EXERCISE PROMPT -
Lines from the line with "picked up silently." to the line with "### Ordering" in the entries below, and only those, must be output exactly, with both ends included.

SUPPLIED DATA -
PR #2181, opened 2026-08-08
media: link the codec libraries ossia SDK 38's ffmpeg needs

jcelerier:
Companion to **ossia/sdk#30** (ffmpeg 9 + network/TLS + hardware decoding + codecs). Without this, a static score against SDK 37 does not link.

### Why

SDK 37's `libavcodec`/`libavformat` reference dav1d, x264, x265, opus, vpx, webp (+`sharpyuv`, `webpmux`), SVT-JPEG-XS, mp3lame, libxml2, SRT (which links the SDK's openssl) and freetype+harfbuzz for `drawtext`.

`cmake/modules/FindFFmpeg.cmake` imports only the `av*` archives — it runs pkg-config for the include/library *directories* and then `find_library()`s each component, so `Libs.private` never reaches the link line. Nothing else in the tree names these libraries, so the link fails with undefined references.

### Why it can't break the matrix

- The whole block is inside the existing `if(OSSIA_SDK)` — distro and Homebrew ffmpeg builds are untouched.
- Every library is *looked up*, not required. SDK 36 has none of them → nothing is added. Even inside SDK 37 some are target-dependent (Windows-on-ARM has no OpenSSL mingw target, so libsrt is built without encryption there and no libssl exists).
- `NO_DEFAULT_PATH` on every lookup, searching only the SDK's own directories, so a host `libssl`/`libfreetype` can never be picked up silently.
- The WASM path is a separate branch (`if(EMSCRIPTEN)`) and is not touched.

### Ordering

`PUBLIC`, because score-plugin-gfx links `avcodec`/`avformat` directly and lists `score_plugin_media` after them, so it inherits these in the order a static link needs. Within the list dependants precede dependencies (webp → sharpyuv, srt → ssl/crypto), and `Threads::Threads` is last because raw archive paths carry no dependency info for CMake to order around.

### Validation

| what | result |
|---|---|
| Windows, real SDK 37 prefix on a mingw box: program calling `avdevice_register_all` + `avformat_network_init` and iterating every codec, filter, demuxer, muxer and protocol | links with exactly this list, runs clean (exit 0) |
| its import table | system DLLs only — no `libcuda`, `vulkan-1` or `amfrt64`, so the SDK's hardware acceleration is confirmed dlopen-only |
| CMake logic vs. SDK 37 Linux/Windows layout | all 16 resolved, in order |
| vs. SDK 36 layout | nothing added |
| vs. macOS layout (`$OSSIA_SDK/lib`) | all resolved |
| vs. an SDK with no openssl | system `libssl` correctly **not** picked up |

The Windows system import libraries added under `if(WIN32)` (mfuuid/ole32/strmiids for MediaFoundation, secur32/ncrypt/crypt32 for schannel, ws2_32/wsock32 for SRT, bcrypt, psapi/uuid/oleaut32/shlwapi/gdi32 for libavdevice) were read off the `Libs:` lines of the `.pc` files the SDK installs.

### DIFF
--- a/ci/appimage.deps.sh
+++ b/ci/appimage.deps.sh
@@ -19,7 +19,7 @@ else
   export CPU_ARCH_SUFFIX="-x86_64"
 fi
 
-wget -nv "https://github.com/ossia/sdk/releases/download/sdk37/sdk-linux${CPU_ARCH_SUFFIX}.tar.xz"
+wget -nv "https://github.com/ossia/sdk/releases/download/sdk38/sdk-linux${CPU_ARCH_SUFFIX}.tar.xz"
 tar xaf sdk-linux${CPU_ARCH_SUFFIX}.tar.xz
 rm -rf  sdk-linux${CPU_ARCH_SUFFIX}.tar.xz
 
--- a/ci/osx.package.deps.sh
+++ b/ci/osx.package.deps.sh
@@ -33,7 +33,7 @@ brew install gnu-tar ninja xz
 wget -nv "https://github.com/jcelerier/cninja/releases/download/v3.7.9/cninja-v3.7.9-macOS-$MACOS_ARCH.tar.gz" -O cninja.tgz &
 
 SDK_ARCHIVE=sdk-macOS-$MACOS_ARCH.tar.xz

OUTPUT -
- `NO_DEFAULT_PATH` on every lookup, searching only the SDK's own directories, so a host `libssl`/`libfreetype` can never be picked up silently.
- The WASM path is a separate branch (`if(EMSCRIPTEN)`) and is not touched.

### Ordering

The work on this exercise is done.